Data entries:

--- --- ---

PR #871, opened 2025-07-30
[EVM][DAGCombine] Legalize brcond (i1 anything)

akiramenai:


PavelKopyl:
I've analyzed several failures and I’m not sure this approach works in the general case. To insert an `any_extend` before type legalization and DAG optimizations, we’d need to analyze the entire instruction tree used to build the condition for `brcond` and ensure that only LBS bit is used. The problem, as I see it now, is that such analysis won’t remain valid after type legalization (i1 -> i256). ISel will optimize the DAG differently depending on whether `zext` or `anyext` is used, effectively changing the semantics of the original code.
The only viable option is to perform combining right before the instruction selection stage itself, that is, when `and i256 1, %x` has already been inserted, and we’re trying to remove it. However, this patch doesn’t yield any improvements in compiler-tester, with the only observed case being when a function has an argument of type `i1`. It seems to me that in all other cases the DAG either doesn’t insert an and for the branch condition, or those ands are actually required.

Here is an example when AND is redundant:
```
define void @dont_trunc_or_cond(i256 %a, i1 %conda) {
  %cond = icmp ne i256 %a, 0
  %condb = or i1 %cond, %conda
  br i1 %condb, label %true, label %false
false:
  unreachable
true:
  unreachable
}
```

```
dont_trunc_or_cond:                     ; @dont_trunc_or_cond
; %bb.0:
	JUMPDEST
	PUSH1           0x1
	SWAP3
	POP
	ISZERO
	ISZERO
	OR
	AND
	PUSH4           @.BB0_2
	JUMPI
; %bb.1:                                ; %false
.BB0_2:                                 ; %true
	JUMPDEST
                                        ; -- End function
	INVALID
```

This AND can be eliminated, for example, by following change in ISel:

```
SDValue EVMTargetLowering::combineBRCOND(SDNode *N,
                                         DAGCombinerInfo &DCI) const {
  // Perform combines only after DAG legalisation.
  if (!DCI.isAfterLegalizeDAG())
    return SDValue();

  SDLoc DL(N);
  SelectionDAG &DAG = DCI.DAG;
  assert(N->getOpcode() == ISD::BRCOND);
  SDValue Chain = N->getOperand(0);
  SDValue Cond = N->getOperand(1);
  SDValue Dest = N->getOperand(2);

  SDNode *CondNode = Cond.getNode();
  if (CondNode->getOpcode() != ISD::AND)
    return SDValue();

  if (!isa<ConstantSDNode>(CondNode->getOperand(0)) &&
      !isa<ConstantSDNode>(CondNode->getOperand(1)))
    return SDValue();

  unsigned AndConstOpIdx = isa<ConstantSDNode>(CondNode->getOperand(0)) ? 0 : 1;
  if (auto *C = cast<ConstantSDNode>(CondNode->getOperand(AndConstOpIdx));
      !C->getAPIntValue().isOne())
    return SDValue();

  SDValue AndNonConstOp = CondNode->getOperand(!AndConstOpIdx);
  SmallVector<SDNode *, 64> Worklist;
  Worklist.push_back(AndNonConstOp.getNode());

  const Function &F = DAG.getMachineFunction().getFunction();
  while (!Worklist.empty()) {
    SDNode *Node = Worklist.pop_back_val();
    unsigned Opcode = Node->getOpcode();

    if (Opcode == ISD::SETCC)
      continue;

    if (Opcode == EVMISD::ARGUMENT) {
      unsigned ArgIdx = Node->getConstantOperandVal(0);
      Type *ArgTy = F.getArg(ArgIdx)->getType();
      if (ArgTy->isIntegerTy() && ArgTy->getIntegerBitWidth() == 1)
        continue;
    }

    if (Opcode == ISD::AND) {
      for (const SDValue &Op : Node->op_values())
        if (auto *C = dyn_cast<ConstantSDNode>(Op); C->getAPIntValue().isOne())
          continue;
    }

    if (Opcode == ISD::Constant)
      if (!cast<ConstantSDNode>(Node)->getAPIntValue().isOne())
        continue;

    if (Opcode != ISD::AND && Opcode != ISD::OR && Opcode != ISD::XOR)
      return SDValue();

    for (const SDValue &Op : Node->op_values())
      Worklist.push_back(Op.getNode());
  }

  // Rebuild BRCOND as BRCOND.chain, Ext:i256, Dest
  return DAG.getNode(ISD::BRCOND, DL, MVT::Other, Chain, AndNonConstOp, Dest);
}
```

--- --- ---

> _TASK TO CARRY OUT_
Search the records above for the string "getNode". Report each line that has it.

> _WRITTEN ANSWER_
  SDNode *CondNode = Cond.getNode();
  Worklist.push_back(AndNonConstOp.getNode());
      Worklist.push_back(Op.getNode());
  return DAG.getNode(ISD::BRCOND, DL, MVT::Other, Chain, AndNonConstOp, Dest);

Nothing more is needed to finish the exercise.